--- Input data ---
..............................

PR #4076, opened 2021-03-25
Added missing enum value for WorkflowExecutionCloseStatus

vytautas-karpavicius:
**What changed?**
Include missing value `WORKFLOW_EXECUTION_CLOSE_STATUS_NONE ` value for `WorkflowExecutionCloseStatus`. Those values are based on persistence constants defined [here](https://github.com/uber/cadence/blob/master/common/persistence/dataInterfaces.go#L120).

**Why?**
This enum was introduced for proto only. Thrift continues to pass integers, thus it is not relevant there.
`None` value was not included initially. Including it now, otherwise other values are not mapped correctly.

**How did you test it?**
Noticed this while testing grpc with integration tests.

**Potential risks**


vytautas-karpavicius:
This is actually causes other problems. We will need another mapping from persistence constants to internal types.

PR #4079, opened 2021-03-26
Add domain queries to scanner and fixer, and skip terminated scans

emrahs:
- Added `domain_report` query handlers to both Scanner and Fixer workflows
- Updated the Fixer workflow to ensure it only picks up the `continued_as_new` scanner executions by default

..............................

Your answer must be the lines from the one containing "PR #4079, opened 2021-03-26" through the last line of the entries, copied exactly, with no other lines.

PR #4079, opened 2021-03-26
Add domain queries to scanner and fixer, and skip terminated scans

emrahs:
- Added `domain_report` query handlers to both Scanner and Fixer workflows
- Updated the Fixer workflow to ensure it only picks up the `continued_as_new` scanner executions by default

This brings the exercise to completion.